There, Tashi declared he would wait in the van, but we could take our time climbing up to the large flat area where the serious expeditions pitch their tents. We moved slowly and carefully and reached it without incident. Once at the top, we estimated the gusts to be 60 mph or more. Time after time, they threatened to knock us off our feet. The site struck me as being perhaps the most dramatic and simultaneously brutal places I’ve ever stood (or wobbled). My iPhone died. (We later joked that it must have been on strike, declaring that I needed to take it back to some kinder, warmer place or it would never work for me again.)
In all, our visit to the climbers’ base camp lasted about an hour. Then we returned to the guesthouse and had a surprisingly tasty, if simple, lunch. The communal dining room is a congenial space, warmed only by a yak-dung stove, and after getting a bit more organized in our room, we returned there with our iPads and grabbed seats in front of one of the south-facing windows, with their commanding views of the mountain. We sat there for 5 hours straight, often glancing up and out.
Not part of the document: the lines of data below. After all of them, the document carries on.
PR #1027, opened 2023-03-22
Add `/i/tasks/canUpdate` endpoint

colinking:
## Description

Adds a new CLI endpoint that can be used by the studio to detect if it can update a task. This endpoint is specific to the studio, as tasks can only be updated locally if they do not contain "computed fields".

Depends on:
- https://github.com/airplanedev/lib/pull/607
- https://github.com/airplanedev/lib/pull/608

Used by:
- https://github.com/airplanedev/web/pull/2282

## Test plan

Ran locally and confirmed that tasks with dynamic logic could not be updated.


pkg/server/apiint/apiint.go
```diff
@@ -788,6 +789,45 @@ func UpdateTaskHandler(ctx context.Context, state *state.State, r *http.Request,
...
+	if err != nil {
+		return CanUpdateTaskResponse{}, err
+	}
+
+	rt, err := runtime.Lookup(taskConfig.TaskEntrypoint, kind)
+	if err != nil {
+		return CanUpdateTaskResponse{}, err
+	}
+
+	canUpdate, err := rt.CanUpdate(ctx, state.Logger, taskConfig.Def.GetDefnFilePath(), slug)
```
ameyakhare, line 821: im assuming this is in another PR

ameyakhare: ah yes its this: https://github.com/airplanedev/lib/pull/607/files

ameyakhare (approved):

colinking:
@yolken-airplane: I made a couple small breaking changes in `lib` that I fix in this PR. The next version of `lib` includes breaking changes from both of us, so we'll need to merge our changes together.

yolken-airplane:
> @yolken-airplane: I made a couple small breaking changes in `lib` that I fix in this PR. The next version of `lib` includes breaking changes from both of us, so we'll need to merge our changes together.

Sounds good, thanks for the head's up.

PR #1028, opened 2023-03-22
Add insertion support to dev server

calufornia:
## Description

Adds support for generating a view component—the dev server takes the user's current cursor position and inserts an `{{INSERT}}` block that we tell the model to replace with a component. Also moves the `autopilot` code into its own package, reorganizes some code, and adds some missing types.

Resolves DTS-447

## Test plan
Verified in conjunction with web + api changes


pkg/server/autopilot/insert.go
```diff
@@ -0,0 +1,113 @@
...
+	}
+}
+
+func insertComponentIntoView(ctx context.Context, s *state.State, prompt string, context *GenerateViewContext) (string, error) {
+	if context == nil {
+		return "", libhttp.NewErrBadRequest("missing view context")
+	}
+
+	var builder strings.Builder
+	builder.WriteString(fmt.Sprintf("Replace %s with a %s component that %s. ONLY return the generated component.", insertBlock, context.Kind, prompt))
```
ameyakhare, line 40: I feel like this prompt insertion may not make sense depending on what the user writes?

pkg/server/autopilot/insert.go
```diff
@@ -0,0 +1,113 @@
...
+	// The last line is the line that the cursor is on. Track how many spaces are in front of the cursor so that we
+	// can properly indent this line.
+	insertLineLeadingSpaces := getNumLeadingSpaces(lines[len(lines)-1])
+
+	return indentationSpaces, insertLineLeadingSpaces
+}
+
+// getNumLeadingSpaces returns the number of leading spaces in the given line.
+func getNumLeadingSpaces(line string) int {
+	for i, c := range line {
```
ameyakhare, line 90: what if they use tabs?

ameyakhare (changes requested):
just have some questions about the prompting style and indentation strategy

pkg/server/autopilot/insert.go
calufornia: CodeMirror by default seems to convert tabs into spaces—so we should be able to use this for now. I'll add a TODO

PR #1037, opened 2023-04-03
Simplify default view

stepzhou:
## Description

* Simplify default view by removing a bunch of fluff
* Make the View component name based off of the view name rather than being `ExampleView`

image

## Test plan

Build CLI locally and went through `airplane views init` flow

Fix tests


stepzhou:
@geodn Do you think you could get to this today? I have a couple of PRs stacked behind this

cmd/airplane/root/initcmd/fixtures/view/my_view.airplane.tsx
```diff
@@ -1,120 +1,44 @@
...
-      {selectedCustomer && (
-        <Table
-          title={`Users for ${selectedCustomer.name}`}
-          data={usersData.filter((u) => u.customer_id == selectedCustomer.id)}
-          columns={usersCols}
-          hiddenColumns={["customer_id"]}
-        />
-      )}
+    <Stack spacing="lg">
+      <Stack spacing={0}>
```
geodn, line 7: I like the change, my one comment is that I think the spacing=0 stack is ugly, especially for our default view. I'd rather have the spacing be slightly off (but still good) than have these extra Stacks. Can we get rid of it?

geodn (approved):

cmd/airplane/root/initcmd/fixtures/view/my_view.airplane.tsx
stepzhou: No, it just looks too awful without the zero spacing stacks.

image

I feel like this is a weakness of our Stack and something we should try to improve

PR #1039, opened 2023-04-03
Change init views filename

stepzhou:
## Description

Change the init views filename from `my_view.airplane.tsx` to a more React-idiomatic `MyView.airplane.tsx`

## Test plan

Tests pass


cmd/airplane/views/initcmd/init_test.go
```diff
@@ -11,8 +11,7 @@ import (
 )
 
 func TestInit(t *testing.T) {
-	// TODO(justin, 04152023): re-enable tests once we resolve the flaky yarn install collisions
-	t.Skip()
+	t.Setenv("YARN_CACHE_FOLDER", t.TempDir())
```
stepzhou, line 14: From the test failure (https://github.com/airplanedev/cli/actions/runs/4600787985/jobs/8127835501), I think the issue was some global Yarn cache collision when the tests are running in parallel or something.

I did some searching and this is a way to avoid cache collisions for each test

See
* https://github.com/yarnpkg/yarn/issues/986#issuecomment-279147561
* https://classic.yarnpkg.com/en/docs/cli/cache/

cc: @colinking

colinking: Good find. Can you re-enable the tests in the other `initcmd` packages? https://github.com/search?q=org%3Aairplanedev+NOT+is%3Aarchived+TODO%28justin%2C+04152023%29%3A+re-enable+tests+once+we+resolve+the+flaky+yarn+install+collisions&type=code

calufornia (approved):

cmd/airplane/views/initcmd/init_test.go
stepzhou: I'll do this in a quick follow-up PR!

PR #1044, opened 2023-04-06
Fix update logic for SQL tasks

colinking:
## Description

Fixes a bug where the entrypoint would get overwritten when editing a SQL task.

## Test plan

Edited a SQL task via the studio config panel.


colinking:
* main
  * **PR #1044** <a href="https://app.graphite.dev/github/pr/airplanedev/cli/1044" target="_blank">Graphite</a>  👈

This comment was auto-generated by [Graphite](https://app.graphite.dev/github/pr/airplanedev/cli/1044?utm_source=stack-comment).

pkg/deploy/taskdir/definitions/task_def_update.go
```diff
@@ -119,22 +119,34 @@ func (d *Definition) updateResources(resources api.Resources, kind buildtypes.Ta
...
 	case buildtypes.TaskKindShell:
-		d.Shell = &ShellDefinition{}
+		if d.Shell == nil {
+			d.Shell = &ShellDefinition{}
+		}
 		return d.Shell.update(t, availableResources)
 	case buildtypes.TaskKindSQL:
-		d.SQL = &SQLDefinition{}
+		if d.SQL == nil {
+			d.SQL = &SQLDefinition{}
```
colinking, line 143: The issue is that `d.SQL` has fields, such as the entrypoint path, that aren't inferred from the task. In general, we should be doing an update not an overwrite, to match the update semantics used elsewhere when updating a task definition.

francescaleung (approved):

PR #1049, opened 2023-04-11
Shard golang tests and cache by date

yolken-airplane:
## Description
This change updates the cli repo to use the golang test performance optimizations that we've been using in airport for a while:

1. Shard the tests so the very expensive ones run independently
2. Include the date in the cache so that the caches are regularly refreshed even if `go.mod` doesn't change

## Test plan
Testing to be completed via running through CI.


.github/workflows/golang.yml
```diff
@@ -61,15 +77,30 @@ jobs:
...
       - name: go test
         run: |
-          go test -race -timeout=30m -p 4 ./...
+          go test -race -timeout=30m -p 4 $(./.github/workflows/split_tests.py ${{ matrix.shard }})
+
+  # Create no-op test job that depends on sharded tests so we don't need to
+  # switch around our required checks.
+  test:
+    needs:
+      - sharded-test
```
colinking, line 102: This would presumably add some overhead (idk, maybe 10s or so) since it would need to get scheduled. Why not just change the required checks?

colinking (approved):

.github/workflows/golang.yml
yolken-airplane: It's pretty fast, like 3-4 seconds? :-) I can look into changing the required checks instead.

colinking: If you don't have permission to change, LMK, and I can update them!

yolken-airplane: Oh, actually, I just looked into this and it's a bit of a pain because you have to add each shard to the required checks individually, and if we add more shards in the future, we'd need to remember to manually update that. Let me just update the comment here and leave it as-is for now.

Screenshot 2023-04-12 at 3 04 32 PM

PR #1051, opened 2023-04-12
Extract init commands to pkg

francescaleung:
## Description

Functionality change: I removed the `initWithExample` path from tasks (currently in [`example.go`](https://github.com/airplanedev/cli/blob/e1f83d6466fefa38a6a3d35168c7ef4961d0ae35/cmd/airplane/tasks/initcmd/example.go#L19)). This is not documented in `--help` & I'm pretty sure the examples repo doesn't exist anymore (which is what it was initially for, although I think it'll take any github path with an Airplane task def file in it).

Aside from that this is mostly a fairly straight move, with some renaming so as to avoid name collisions.

Supports DTS-303.

## Test plan

Unit tests, sanity tests.


pkg/initcmd/initcmd.go
```diff
@@ -0,0 +1,88 @@
+package initcmd
```
colinking, line 1: nit: rename file to `suggest.go`? Naming it `initcmd.go` (which matches the package name) implies it contains the "main" logic for the package.

pkg/initcmd/task.go
```diff
@@ -0,0 +1,722 @@
...
+				def = definitions.NewBuiltinDefinition(
+					req.TaskName,
+					slug,
+					&definitions.GraphQLDefinition{
+						Operation: `query GetUser($id: ID) {
+  user(id: $id) {
+    id
+	name
+	email
+  }
```
colinking, line 97: query spacing is a mix of tab + space

cmd/airplane/views/initcmd/init.go
```diff
@@ -58,124 +47,26 @@ func GetConfig(c *cli.Config) config {
 
 func Run(ctx context.Context, cfg config) error {
 	if cfg.from != "" {
-		if err := utils.CopyFromGithubPath(cfg.from, cfg.root.Prompter); err != nil {
+		if err := initcmd.InitViewFromExample(ctx, initcmd.InitViewFromExampleRequest{
+			Prompter:    cfg.root.Prompter,
+			ExamplePath: cfg.from,
```
colinking, line 52: Is initializing views from an "example" used? I'm surprised this got called `--from` since it differs from `airplane tasks init` 😞

pkg/initcmd/view.go
```diff
@@ -0,0 +1,105 @@
...
+	Name     string
+}
+
+func InitView(ctx context.Context, req InitViewRequest) error {
+	if req.Name == "" {
+		return errors.New("missing new view name")
+	}
+
+	slug := utils.MakeSlug(req.Name)
+	viewDir := ""
```
colinking, line 32: Don't forget to port this from `cfg.viewDir`

cmd/airplane/views/initcmd/init.go
colinking: You'll need the `(&cfg).viewDir = filepath.Base(cfg.from)` logic here.

colinking (approved):
Make sure to test the various init flags to make sure they still work.

cmd/airplane/views/initcmd/init.go
francescaleung: It's documented, still works.

`(&cfg).viewDir = filepath.Base(cfg.from)` isn't needed here because `cfg` never gets read again. `suggestNextSteps` has been moved into `InitView{,FromExample}`.

pkg/initcmd/view.go
francescaleung: There's nothing to port, `cfg.viewDir` is always empty string.

colinking: Wasn't it previously set to a non-empty value via `(&cfg).viewDir = filepath.Base(cfg.from)`?

PR #1052, opened 2023-04-13
Add schedule validation endpoint

colinking:
## Description

Adds an API endpoint for viewing the next runs of a schedule in studio.

## Test plan

Ran studio locally (with [this PR](https://github.com/airplanedev/web/pull/2371)) and confirmed I could view upcoming schedule runs.


colinking:
* main
  * **PR #1052** <a href="https://app.graphite.dev/github/pr/airplanedev/cli/1052" target="_blank">Graphite</a>  👈

This comment was auto-generated by [Graphite](https://app.graphite.dev/github/pr/airplanedev/cli/1052?utm_source=stack-comment).

pkg/schedules/cron_expr.go
```diff
@@ -0,0 +1,98 @@
+package schedules
```
colinking, line 1: This is ported from `airport` (without changes). I'll remove it from `airport` in a follow-up change.

francescaleung (approved):
optionally we could pass it on to the API server. I guess that's kind of a weird thing to do though, especially if there's not any Airplane-specific logic involved.

Issue #360, opened 2026-03-01
Return Rank in Get Run Endpoint Response


TheTedder:
# Requirements
The Run view model must populate the Rank field when returned from the `GET` `/api/runs/{runId}` endpoint if and only if the run with id `runId` exists and has status Published and is the runner's highest ranked run in its category among other Published runs.

# Notes
This will require the use of window functions as well as some creative querying. It may require the use of branching within the query. Note that returning a rank of 0 is equivalent to returning no rank at all, so it's perfectly acceptable to have logic such as
```cs
// Method and property names are fictional.
run.Rank = run.IsPb() ? run.CalculateRank() : 0;
```
The easiest way to do this might be to copy the code that gets a list of runs but instead of filtering out non-PBs, make the Rank calculation conditional on whether or not the run is a PB.

PR #361, opened 2026-03-07
#360 Include Rank in Get Run Response

zysim:
Given these two runs by the same user, ordered best-first:
image

Fetching the better-performing run (`rank` is included):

From time to time, a mane of clouds appeared around the summit, and I thought of how similar clouds in the past have been harbingers of sudden homicidal storms. More than 250 people have died trying to reach the top of this monster since the first Westerners started vying for that honor in 1921. The wind whistled and howled; at times it shook the walls of the dining hall and forced cold air through the crevices. But no storm materialized. As sunset approached, the shadows on Everest deepened and spread, and near the summit, the remaining light made the mountaintop glow pastel orange, then coral, then pink. In a matter of moments, the color drained away. All that was left was white snow and menacing shadow.